2020-10-29 14:05 [investigating] The incident described below (on 2020-10-15) repeated a few times during the last two weeks with a different duration and intensity. We have investigated the cause.

Our database provider experiences short (usually few minutes) semi-regular performance degradations. Plant.id performance is significantly impacted by these degradations by slower response (see the graph how long it takes for our server to respond in average during the degradation timeframe) and rare outages. We are strongly pushing the provider for resolving the issue. In the same time, we are in the process of researching a more stable distributed database solution.

The issue is not severe, but we aim to have this issue resolved within the first half of November.

The graph above shows the typical timeframe of performance degradation of our response time.

2020-10-15 Performance degradation

2020-10-15 11:40 [analysis] If these incidents occur more often the engineering team will utilise the load balancer to replicate the service function across different data centers to mitigate connectivity issues.

2020-10-14 18:40 [resolved] There was a short network connection degradation to one of our virtual servers. The result was a slight performance degradation of identification service. For a short brief of time, some identification requests took more than a minute to resolve. 

2020-07-24 Short outage during database upgrade

2020-07-24 12:20 [analysis] Our Engineering team is in contact with the database service provider discussing possible precautions to mitigate the issue in the future.

2020-07-24 12:15 [resolved] The database subsystem was not available shortly after its upgrade to a more powerful tier. Since the upgrade was performed in low-traffic hours, just a few requests were affected. Also, the outage was correctly displayed on status.plant.id.

2020-07-24 11:57 [investigating] Outage.

2020-05-27 Identification function has been affected by a software error

2020-05-27 13:20 [analysis] Our Engineering team is discussing some steps to mitigate the issue in the future. It will probably be a canary deployment for Plant.id web.

2020-05-27 12:09 [resolved] The root of the issues was an error in the codebase which has not been caught by our integration tests (this one is kind of hard to detect automatically). The issue has been already fixed as one of our website users notified us about unusual results. 

2020-05-26 09:55 [investigating] The identification is not working correctly in 10% of cases (for images specific dimension range).

2020-05-25 Service availability has been impacted by a low disc space

2020-05-25 13:00 [analysis] Since the unexpected nature of the issue, the incident was not correctly displayed on the status page. Only low-priority alert has been triggered. That’s why the issue was not fixed immediately, but it took the whole night for us to register the issue.

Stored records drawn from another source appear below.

PR #4603, opened 2025-01-02
Hot archive tx apply

### LINKED ISSUE #4584: Support the Hot Archive in TX apply
For protocol 23, we need to check both the live BucketList and the Hot Archive BucketList when checking for Archived keys. We also need to allow the restore operation to restore state from the Archived BucketList.

SirTyson:
# Description

Resolves #4584

This PR adds support for the Hot Archive to TX apply. Specifically, `InvokeHostFunctionOp` will check both the live BucketList and Hot Archive BucketList for archived entries. The `RestoreFootprintOp` can now restore entries from both the live BucketList and Hot Archive.

Additionally, restore meta has also changed for p23. The `LEDGER_ENTRY_RESTORED` type has been added for the restore op. When an entry is restored. both the `LedgerEntry` of the restored data and the corresponding `TTL` entry are emitted as `LEDGER_ENTRY_RESTORED LedgerEntryChangeType`. If the entry has not yet been evicted (such that the entry and it's TTL still exist in the live BucketList), the preexisting TTL value will be emitted as `LEDGER_ENTRY_STATE`. If the entry has been evicted such that the TTL value has been previously deleted, only a single change type of `LEDGER_ENTRY_RESTORED` will be emitted for the new value. For the data being restored, `LEDGER_ENTRY_STATE` is never emitted. 

Rebased on #4585.

# Checklist
- [x] Compiles
- [x] Ran all tests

2020-05-25 06:31 [resolved] The disc space of the permanent cache ran out due to high traffic in recent weeks. Our Engineering team has set up the appropriate high-priority alert and also adjusted the rules for storing the data to the cache.

2020-05-25 01:46 [investigating] API is not available.

2020-04-20 Networking issue impacting service performance

2020-04-20 17:08 [analysis] The API experienced lower performance for 4 hours between 12:01 and 16:01. In this time frame no significant amount of identification requests failed. The average time for identification temporarily grew from 2 to 400 seconds. The incident was correctly displayed on the status page. Our Engineering team will discuss the steps to mitigate these issues in the future.

2020-04-20 16:01 [resolved] The service provider resolved the networking issues and fixed the mentioned performance issues.

2020-04-20 12:54 [update] Our Engineering team continues to monitor the Issue. The primary cause is probably a networking issue on the side of our main server provider. We will post an update as soon as the issue is fully resolved.

2020-04-20 12:01 [investigating] Our Engineering team is investigating an issue with networking which is impacting Plant.id performance. During this time, you may experience slow response from services. We apologize for the inconvenience and will share an update once we have more information.